● SOURCE RECORDS:
==============================

PR #982, opened 2022-07-14
ref(storybook): refactor folders and add stories

seaerchin:
## Problem
first part of problem can be seen in #980, where writing page level stories helps to ensure design consistency + give our designers an easier life.

second part of problem is that folders previously did not lend itself well to page level stories. this resulted in the card missing a few UI elements in storybook, which meant that a refactor was needed. moreover, the card component here did not fit the designer's vision in v1.5 (the component itself looked visually different). 

## Solution
1. write stories for `Folders`
2. update api of `useGetFolders` and related types (as it can return both folders/pages)
3. write new `PageCard` and `FolderCard` component for use in `Folders`

### DIFF
--- a/src/layouts/Folders/Subfolder.stories.tsx
+++ b/src/layouts/Folders/Subfolder.stories.tsx
@@ -1,0 +1,53 @@
+import { ComponentStory, ComponentMeta } from "@storybook/react"
+import { MemoryRouter, Route } from "react-router-dom"
+
+import {
+  MOCK_DIR_DATA,
+  MOCK_FOLDER_NAME,
+  MOCK_PAGES_DATA,
+  MOCK_SUBFOLDER_NAME,
+} from "mocks/constants"
+import { buildSubfolderData } from "mocks/utils"
+
+import { handlers } from "../../mocks/handlers"
+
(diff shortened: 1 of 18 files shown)


src/layouts/Folders/Subfolder.stories.tsx
```diff
@@ -0,0 +1,55 @@
...
+
+const Template: ComponentStory<typeof Folders> = Folders
+
+export const Subfolder = Template.bind({})
+Subfolder.parameters = {
+  msw: {
+    handlers: [
+      ...handlers,
+      buildSubfolderData([...MOCK_DIR_DATA, ...MOCK_PAGES_DATA]),
+    ],
```
alexanderleegs, line 51: Subfolders shouldn't have directories, we could probably remove `MOCK_DIR_DATA`!

alexanderleegs (approved):
minor nit, but otherwise lgtm

src/layouts/Folders/Subfolder.stories.tsx
seaerchin: good catch, fixed!

PR #983, opened 2022-07-18
ref(storybook): add resources stories

seaerchin:
## Problem
see #980 for an overview of the problem

## Solution
1. write stories for `ResourceRoom` and `ResourceCategory`
2. minor fixes (explicitly specifying last breadcrumb color/add skeleton height etc)

### DIFF
--- a/src/components/Sidebar/Sidebar.tsx
+++ b/src/components/Sidebar/Sidebar.tsx
@@ -22,7 +22,7 @@ import {
   BiBuoy,
   BiCog,
   BiCubeAlt,
-  BiFileBlank,
+  BiFile,
   BiGridAlt,
   BiImage,
   BiLogOutCircle,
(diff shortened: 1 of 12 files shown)


alexanderleegs (commented):
lgtm, but currently, clicking on page settings for resource file cards in the storybook throws an error - i'm not sure if this is something that needs to be fixed though!

seaerchin:
> lgtm, but currently, clicking on page settings for resource file cards in the storybook throws an error - i'm not sure if this is something that needs to be fixed though!

this happens because the card itself is a _link_ to another component (and screen), which isn't rendered in the storybook (only the `ResourceCategory` itself is). this also happens with any other component where the `Route` with the matching path isn't in the story @__@

alexanderleegs (approved):

PR #984, opened 2022-07-18
ref(storybook): add settings stories

seaerchin:
## Problem
see #980 for an overview

## Solution
1. add settings stories


alexanderleegs (approved):
lgtm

==============================

● PROBLEM DETAILS: The lines you need are those with the word "fixed"; list them from the entries.

● ANSWER TO THIS TASK:
seaerchin: good catch, fixed!
lgtm, but currently, clicking on page settings for resource file cards in the storybook throws an error - i'm not sure if this is something that needs to be fixed though!
> lgtm, but currently, clicking on page settings for resource file cards in the storybook throws an error - i'm not sure if this is something that needs to be fixed though!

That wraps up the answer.